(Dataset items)
····················

PR #3915, opened 2023-06-13
[ADD] documentation : Use case SQL Constraint deleted

legalsylvain:


etobella (approved):

remytms (approved):
LGTM. Is it the same procedure when the constrain is modified ? Meaning the constrain still exist with the same name, but does not do the same check. If so, it can be good to mention it.

legalsylvain:
> LGTM. Is it the same procedure when the constrain is modified ? Meaning the constrain still exist with the same name, but does not do the same check. If so, it can be good to mention it.

I suppose. is this a real case you've dealt with before, or is it theoretical? 
If you have example, could you specify where ? 
In the "Use cases" section, I'd like to refer to real (and simple, if possible) examples. don't you think ? 

Édit : here I guess : https://github.com/OCA/OpenUpgrade/pull/4004#discussion_r1250964173

bguillot (approved):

····················

▶ **What to do**
Every record above needs to be given again exactly.

▶ **Written answer**
PR #3915, opened 2023-06-13
[ADD] documentation : Use case SQL Constraint deleted

legalsylvain:


etobella (approved):

remytms (approved):
LGTM. Is it the same procedure when the constrain is modified ? Meaning the constrain still exist with the same name, but does not do the same check. If so, it can be good to mention it.

legalsylvain:
> LGTM. Is it the same procedure when the constrain is modified ? Meaning the constrain still exist with the same name, but does not do the same check. If so, it can be good to mention it.

I suppose. is this a real case you've dealt with before, or is it theoretical? 
If you have example, could you specify where ? 
In the "Use cases" section, I'd like to refer to real (and simple, if possible) examples. don't you think ? 

Édit : here I guess : https://github.com/OCA/OpenUpgrade/pull/4004#discussion_r1250964173

bguillot (approved):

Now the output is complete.